9) Great use cases (concrete)

  • Westlaw AI role (your current target):

    • JD → extract: Python, FastAPI, AWS, CI/CD, RAG, observability, security.
    • Retrieve from your corpus (Cox, Edward Jones, BPM).
    • Generate bullets that prove: LLM orchestration, Terraform-driven CI/CD, AES/KeeperSecurity practices, RAG pipelines, metrics (latency ↓, release cadence ↑, defect rate ↓).
    • Output a crisp summary emphasizing legal-adjacent strengths: accuracy, explainability, data lineage, secure handling.
  • High-volume auto-apply workflow:

    • Batch runs where the agent tailors JSON per posting, enforces guardrails, and exports PDFs.
    • Keep an application ledger (company, role, date, version hash) for A/B of summaries and skill stacks.

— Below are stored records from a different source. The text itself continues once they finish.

PR #8806, opened 2025-09-20
minor: service should not quit after last window is closed

abenz1267:
Hello,

currently the ghostty service is pointless if you don't have `quit-after-last-window-closed = false` in your config. The problem: if you HAVE that AND run ghostty with `--class=my.class` ghostty will launch a new instance, which will be kept open as well after closing, so you'd need to run `--close-after-last-window-closed=true --class=my.class` which seems... wrong?

is there a reason the service should EVER be closed? Unless ofc you actually stop the systemd service.

if not this pr should be fine?

Regards

### DIFF
--- a/dist/linux/dbus.service.flatpak.in
+++ b/dist/linux/dbus.service.flatpak.in
@@ -1,3 +1,3 @@
 [D-BUS Service]
 Name=@APPID@
-Exec=@GHOSTTY@ --gtk-single-instance=true --initial-window=false
+Exec=@GHOSTTY@ --gtk-single-instance=true --quit-after-last-window-closed=false --initial-window=false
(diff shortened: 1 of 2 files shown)


jcollie:
The problem is that the service is triggered in more situations than just manually enabling the service to start when the user logs in. It's also triggered if the user just clicks on the desktop icon (and they have DBus activation enabled). In that case, I would think that the user could quite reasonably expect Ghostty to quit completely when there are no more windows. Most Linux apps behave that way (e.g. Firefox) though there are exceptions. If the user wants something different they need to manually add `quit-after-last-window-closed=false` to their config.

Then there's also the fact that CLI arguments take precedence over anything set in the default configuration file. So adding `--quit-after-last-window-closed=false` to the service means that the user could never change that without editing the service file.

PR #8810, opened 2025-09-20
unicode: isolate properties, tables, and ziglyph into separate files

mitchellh:
This makes it cleaner visually where the separation of concerns is. There is now the generic `Properties.zig`, and then the implementation-specific `props_<impl>.zig` files. Despite Zig's lazy analysis, I find this is much easier to understand as a human.

Doing this resulted in finding one part in `src/terminal` where we were still inadvertently using ziglyph directly instead of our LUTs! I switched this out.

After this PR, `src/terminal` as a standalone module no longer depends on `ziglyph` at all.[^1]

cc @jacobsandlund this is going to cause conflicts in your PR. I'm sorry about that. But it should make it cleaner to bring in the uucode work by adding a dedicated `props_uucode.zig` file!

[^1]: Why would I be talking about `src/terminal` as a standalone module? That's interesting.

### DIFF
--- a/src/terminal/Terminal.zig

10) Minimal training recipe to ship this week

  1. Implement RAG over experiences.json and your master resume bullets.
  2. Write 25 gold-standard pairs (JD → tailored JSON) for LoRA; train for 2–3 epochs.
  3. Add a tiny DPO set (10–20 pairs) using your critique rubric to prefer higher Coverage@Req + TruthScore.
  4. Wire the repair loop (JSON validation + critique prompts).
  5. Track the 5 metrics above and keep the top-performing template.